What Is Cross Entropy? A Guide to the Classification Loss Function
What is cross entropy? Cross entropy is a loss function that measures the difference between the probability distribution a model predicts and the true label. This guide: a clear definition, its relation to entropy, its link with softmax, binary and multi-class cross entropy, why it is the standard classification loss, real-world examples, and FAQs.
What is cross entropy? Cross entropy is a loss function (a number showing how much error the model makes) that measures the difference between the probability distribution a model predicts and the true label. When the model assigns high probability to the correct class, cross entropy shrinks; when it is confident yet wrong, it grows sharply.
These two sentences summarize the training heart of nearly every modern AI model that does classification. From a language model choosing the next word to an image classifier separating a cat from a dog, cross entropy usually runs in the background. This guide covers what cross entropy is, how it relates to entropy and softmax, and why it has become the de facto standard classification loss.
- Cross Entropy
- A loss function that measures the difference between the probability distribution a classification model predicts and the true label. It derives from the entropy concept in information theory; it shrinks when high probability is given to the correct class, grows sharply for confident but wrong predictions, and gives the model a strong correction signal during training.
- Also known as: Cross entropy, cross-entropy loss, log loss, classification loss
What Is a Loss Function and Where Does Cross Entropy Fit?
For a model to learn, it needs to know numerically how much it is wrong. The loss function takes on this job: it reduces the gap between the model's prediction and the truth to a single number. Training is the process of making this number — the loss — as small as possible; at each step the model adjusts its weights in the direction that lowers the loss.
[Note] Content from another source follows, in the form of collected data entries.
PR #3004, opened 2026-09-03
fix(kms): validate KeyUsage against KeySpec on CreateKey (#2787)

### LINKED ISSUE #2787: [BUG] KMS: CreateKey with ECC_NIST_EDWARDS25519 returns a NIST P-521 key, so Sign fails with InvalidKeyException
## Summary

`CreateKey` with `KeySpec=ECC_NIST_EDWARDS25519` returns HTTP 200 and a **NIST P-521 (secp521r1) keypair**, not an Edwards25519 key. `GetPublicKey` then returns a 158-byte P-521 SubjectPublicKeyInfo, and any subsequent `Sign` fails with `InvalidKeyException: Unsupported key type`.

The consequence is not "Ed25519 is unsupported". It is that key creation **succeeds with the wrong algorithm**, so a caller that checks the status code believes it holds an Ed25519 key and only discovers otherwise one layer later, at signing, where it presents as a signing bug rather than a key-generation bug.

## Root cause

`KmsKeySpec.java:20-21` (at `b76eadc98eb1`): the Edwards25519 row carries the curve name of the line above it.

```java
ECC_NIST_P521(KeyType.ECC, Algorithm.ECDSA_SHA_512, "secp521r1"),
ECC_NIST_EDWARDS25519(KeyType.ECC, List.of(Algorithm.ED25519_SHA_512, Algorithm.ED25519_PH_SHA_512),"secp521r1"),
```

Ed25519 is not a secp curve, and `KmsService.generateKeyMaterial` passes that string straight into the generic EC generator (`KmsService.java:198-212`):

```java
case ECC -> {
    String curveName = spec.curveName();
    ...
    generator.initialize(new ECGenParameterSpec(curveName));
```

So the `ECC` arm produces P-521 and the `KeyType.ECC` classification hides it.

## Reproduction

I could not run the container on this host (no container runtime available), so I re-executed the code path above in isolation on **JDK 21.0.12**, using the same JCA calls with the same arguments the service passes. Output:

```
=== 1. floci's ECC arm with curveName from ECC_NIST_EDWARDS25519 ===
  private key algorithm : EC
  public  key algorithm : EC
  public  key class     : sun.security.ec.ECPublicKeyImpl
  field size (bits)     : 521
  SPKI length (bytes)   : 158
  SPKI b64 (first 40)   : MIGbMBAGByqGSM49AgEGBSuBBAAjA4GGAAQB/SNt...
  contains Ed25519 OID (2b 65 70)? false

=== 2. floci's sign path over that key: Signature.getInstance("Ed25519") ===
  java.security.InvalidKeyException: Unsupported key type

=== 3. Does the EC generator accept "Ed25519" as an ECGenParameterSpec? ===
  java.security.InvalidAlgorithmParameterException: Unknown curve name: Ed25519
  => the curve string alone is NOT the fix; the arm must dispatch differently

=== 4. The correct generator for Edwards25519 ===
  public key algorithm  : EdDSA
  SPKI length (bytes)   : 44
  contains Ed25519 OID (2b 65 70)? true
  signature length      : 64 bytes
```

The 158-byte SPKI carries `1.2.840.10045.2.1` + `1.3.132.0.35` (id-ecPublicKey + secp521r1). A real Ed25519 SPKI is 44 bytes and carries `1.3.101.112`.

**Step 3 is the part worth reading before fixing:** correcting the curve string is not sufficient, because the JDK's EC generator has no `Ed25519` curve. The `ECC` arm has to dispatch Edwards keys to a different generator.

## Why the existing test does not catch it

`KmsIntegrationTest.java:1079-1082` asserts only the response status:

```
"ECC_NIST_EDWARDS25519, ENCRYPT_DECRYPT, 200",
"ECC_NIST_EDWARDS25519, SIGN_VERIFY, 200",
"ECC_NIST_EDWARDS25519, GENERATE_VERIFY_MAC, 400",
"ECC_NIST_EDWARDS25519, KEY_AGREEMENT, 200",
```

`SIGN_VERIFY -> 200` passes today, on a P-521 key. A single assertion on the generated key's algorithm (or on `GetPublicKey` returning a 44-byte SPKI) would have failed.

## Second defect visible in that same table

Two of those four rows also diverge from AWS. The `CreateKey` API reference lists `ECC_NIST_EDWARDS25519 (ed25519)` under **"signing and verification only"**, and for KeyUsage it directs NIST-standard ECC pairs to `SIGN_VERIFY` or `KEY_AGREEMENT` while Edwards25519 is signing/verification only. floci returns 200 for `ENCRYPT_DECRYPT` and for `KEY_AGREEMENT` on this spec. That follows from the same root cause: because the key is classified `KeyType.ECC`, it inherits generic NIST-ECC usage validation.

## Suggested fix

Three changes, because a fix limited to generation still breaks on reload:

1. Give Edwards25519 its own key type (or a null `curveName` plus an explicit branch) and generate with `KeyPairGenerator.getInstance("Ed25519")`.
2. `buildKeyFactory` (`KmsService.java:1228-1230`) maps every non-RSA spec to `KeyFactory.getInstance("EC")`, so `loadPrivateKey`/`loadPublicKey` need the same dispatch, otherwise a correctly generated Ed25519 key fails to load back.
3. Restrict KeyUsage for this spec to `SIGN_VERIFY`.

Worth noting for whoever picks this up: the `MessageType=DIGEST` branch at `KmsService.java:933-936` resolves to `"NONEwith" + (RSA ? "RSA" : "ECDSA")`, which would yield `NONEwithECDSA` for an Edwards key. AWS documents `ED25519_SHA_512` as requiring `MessageType:RAW` and `ED25519_PH_SHA_512` as requiring `MessageType:DIGEST`, and says the two are not interchangeable. That looks like the same root shape as the open #2570 (`Sign` ignoring the requested signing algorithm when `MessageType=DIGEST`), so the two may be worth fixing together.

## Context

Both `ECC_NIST_EDWARDS25519` and the `ML_DSA_*` specs entered in #1430 (`refactor(kms): use enums for type-safety`), which did not previously exist in the service: at its parent commit the only curve mapping was `case "ECC_NIST_P521" -> "secp521r1"`. The enum was widened to AWS's real spec list and the crypto arms did not follow. That refactor is a clear improvement and it also added the parameterised coverage above, which is what made this easy to pin down.

Not reporting the `ML_DSA_*` specs as a bug: the same test table marks them `// Not implemented`, and they fail closed with `InvalidCustomerMasterKeySpecException`. A declared-but-rejected spec is a documented gap, which reads to me as the same class as #497 (`HMAC_512`) and is presumably already on a roadmap.

## Environment

- floci `main` @ `b76eadc98eb1`, source-read; `KmsKeySpec.java` unchanged since `c2cd31216be5`
- JDK 21.0.12 for the isolated reproduction
- floci itself was **not** executed; every claim above is either source-read at that commit or observed in the isolated JCA run

---

Cowork:Alice RED (Reproducible Evidence & Disclosure) · Aunova

Method: manual source review at a pinned commit plus a local reproduction of the affected code path. No scanner was used for this report, and no runtime claim is made about the floci server itself, which was not run. Severity framing is ours. Not a certification and not an assurance engagement.

vuthehuyht:
## Summary

Validates `KeyUsage` against `KeySpec` on KMS `CreateKey`, rejecting incompatible combinations with HTTP 400 (`ValidationException`).

Fixes the second defect in #2787 (the primary bug around Ed25519 key generation was previously resolved in #2930).

Closes #2787

## Type of change

- [x] Bug fix (`fix:`)
- [ ] New feature (`feat:`)
- [ ] Docs / chore

### Incorrect Behavior
Previously, `KmsService.validateKeyUsageForSpec` only enforced the HMAC <-> `GENERATE_VERIFY_MAC` pairing; all other `KeySpec` and `KeyUsage` combinations returned HTTP 200. Real AWS KMS rejects incompatible combinations at `CreateKey`.

### Target AWS Matrix
Derived from the [AWS KMS CreateKey API reference](https://docs.aws.amazon.com/kms/latest/APIReference/API_CreateKey.html):

| KeySpec | Valid KeyUsage |
| --- | --- |
| `SYMMETRIC_DEFAULT` | `ENCRYPT_DECRYPT` only |
| `HMAC_224` / `HMAC_256` / `HMAC_384` / `HMAC_512` | `GENERATE_VERIFY_MAC` only |
| `RSA_2048` / `RSA_3072` / `RSA_4096` | `ENCRYPT_DECRYPT` or `SIGN_VERIFY` |
| `ECC_NIST_P256` / `ECC_NIST_P384` / `ECC_NIST_P521` | `SIGN_VERIFY` or `KEY_AGREEMENT` |
| `ECC_NIST_EDWARDS25519` | `SIGN_VERIFY` only |
| `ECC_SECG_P256K1` | `SIGN_VERIFY` only |
| `ML_DSA_44` / `ML_DSA_65` / `ML_DSA_87` | `SIGN_VERIFY` only |
| `SM2` | `ENCRYPT_DECRYPT` / `SIGN_VERIFY` / `KEY_AGREEMENT` |

### Key Points and Nuances
- **Validation logic:** Added `allowedKeyUsages()` to `KmsKeySpec` enum returning an `EnumSet` per key type (with `ECC_SECG_P256K1` restricted to `SIGN_VERIFY`). `KmsService.validateKeyUsageForSpec` delegates to this method.
- **NIST ECC with KEY_AGREEMENT:** `ECC_NIST_P256/P384/P521` + `KEY_AGREEMENT` deliberately keeps returning HTTP 200 to match real AWS `CreateKey` behavior (even though `DeriveSharedSecret` is not yet implemented in Floci).
- **Provisional error type:** Error `__type` is `ValidationException`, chosen for consistency with existing in-method validation. The exact exception type/message that live AWS KMS returns for this `CreateKey` path is not verified against a live AWS account. Happy to adjust if maintainers confirm via live testing.
- **SM2 / ML_DSA:** Unimplemented key specs remain rejected upfront before reaching `validateKeyUsageForSpec`.

## Checklist

### DIFF
--- a/compatibility-tests/sdk-test-python/tests/test_kms.py
+++ b/compatibility-tests/sdk-test-python/tests/test_kms.py
@@ -40,6 +40,15 @@ class TestKMSKey:
         response = kms_client.describe_key(KeyId=key_id)
         assert response["KeyMetadata"]["KeyState"] == "PendingDeletion"
 
+    def test_create_key_rejects_incompatible_key_usage(self, kms_client):
+        """CreateKey rejects a KeyUsage that AWS KMS does not allow for the KeySpec."""
+        with pytest.raises(ClientError) as excinfo:
+            kms_client.create_key(
+                KeySpec="ECC_NIST_EDWARDS25519",
+                KeyUsage="ENCRYPT_DECRYPT",
+            )
+        assert excinfo.value.response["Error"]["Code"] == "ValidationException"
+
 
 class TestKMSGrants:
     """Test KMS grant operations."""
--- a/src/main/java/io/github/hectorvent/floci/services/kms/KmsService.java
+++ b/src/main/java/io/github/hectorvent/floci/services/kms/KmsService.java
@@ -248,16 +248,9 @@ public class KmsService implements ResourceProvider {
     }
 
     private static void validateKeyUsageForSpec(KmsKeyUsage keyUsage, KmsKeySpec spec) {
-        if (isHmac(spec) && KmsKeyUsage.GENERATE_VERIFY_MAC != keyUsage) {
+        if (!spec.allowedKeyUsages().contains(keyUsage)) {
             throw new AwsException("ValidationException",
-                    "KeyUsage " + keyUsage + " is not compatible with KeySpec " + spec
-                            + ". HMAC key specs require KeyUsage GENERATE_VERIFY_MAC.",
-                    400);
-        }
-        if (KmsKeyUsage.GENERATE_VERIFY_MAC == keyUsage && !isHmac(spec)) {
-            throw new AwsException("ValidationException",
-                    "KeyUsage GENERATE_VERIFY_MAC requires an HMAC KeySpec (HMAC_224, HMAC_256, HMAC_384, or HMAC_512).",
-                    400);
+                    "KeyUsage " + keyUsage + " is not compatible with KeySpec " + spec + ".", 400);
         }
     }
 
--- a/src/main/java/io/github/hectorvent/floci/services/kms/model/KmsKeySpec.java
+++ b/src/main/java/io/github/hectorvent/floci/services/kms/model/KmsKeySpec.java
@@ -6,6 +6,7 @@ import io.quarkus.runtime.annotations.RegisterForReflection;
 import java.util.ArrayList;
 import java.util.EnumSet;
 import java.util.List;
+import java.util.Set;
 
 @RegisterForReflection
 public enum KmsKeySpec {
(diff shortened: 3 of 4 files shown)


pgermosen (approved):
Approving. Pulled the live CreateKey API reference and checked every row of the matrix against it word for word - all of it holds, including the two easy-to-get-wrong ones: NIST ECC genuinely allows KEY_AGREEMENT alongside SIGN_VERIFY, and Edwards25519 is documented as its own signing-only bullet separate from the NIST-standard group. allowedKeyUsages() implements that exactly.

On the error type you flagged as unverified: ValidationException/400 isn't a new guess, it's what the existing HMAC-vs-GENERATE_VERIFY_MAC check in this same method already used before this PR, and the refactor correctly generalizes that into one check without changing its behavior. Good, well-sourced fix.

In classification problems — tasks that predict which category an input belongs to — the preferred loss function is cross entropy. While regression uses mean squared error, classification uses cross entropy as the standard. The reason is that a classification model's output is a probability distribution, and cross entropy is designed exactly to compare two probability distributions. We cover this underlying logic in broader context in the what is machine learning and what is deep learning guides.
What Is the Relationship Between Cross Entropy and Entropy?
To understand cross entropy, we first need to look at entropy. In information theory, entropy is the measure of uncertainty within a probability distribution: the more unpredictable an event's outcome, the higher the entropy. A fair coin has higher entropy than a rigged one because its outcome is more uncertain.
Cross entropy carries this idea to two distributions. We have the true distribution (the correct label) and the distribution the model predicts. Cross entropy answers the question, "what is the average cost of encoding the true outcome using the model's prediction?" The closer the model gets to the truth, the lower this cost; when the prediction matches reality perfectly, cross entropy equals the entropy of the true distribution. The excess — technically the Kullback-Leibler divergence — is exactly the model's error. So cross entropy is entropy plus the model's distance from the truth.
Why Do Softmax and Cross Entropy Work Together?
Classification models produce raw scores (logits); these are not probabilities and can be any number. To turn these scores into a meaningful probability distribution, the softmax function is used. Softmax exponentiates and normalizes all scores into probabilities each between zero and one that sum to one. This lets the model output something like "80% cat, 15% dog, 5% bird."
Cross entropy steps in exactly here: it compares the probability distribution softmax produces with the true label. The reason the pair is so common is not just compatibility but mathematical elegance.
In binary classification, sigmoid is used instead of softmax, but the idea is the same: the model produces a probability, and cross entropy compares it with the truth. This structure is nearly universal in the final layer of neural network based models.
What Is the Difference Between Binary and Categorical Cross Entropy?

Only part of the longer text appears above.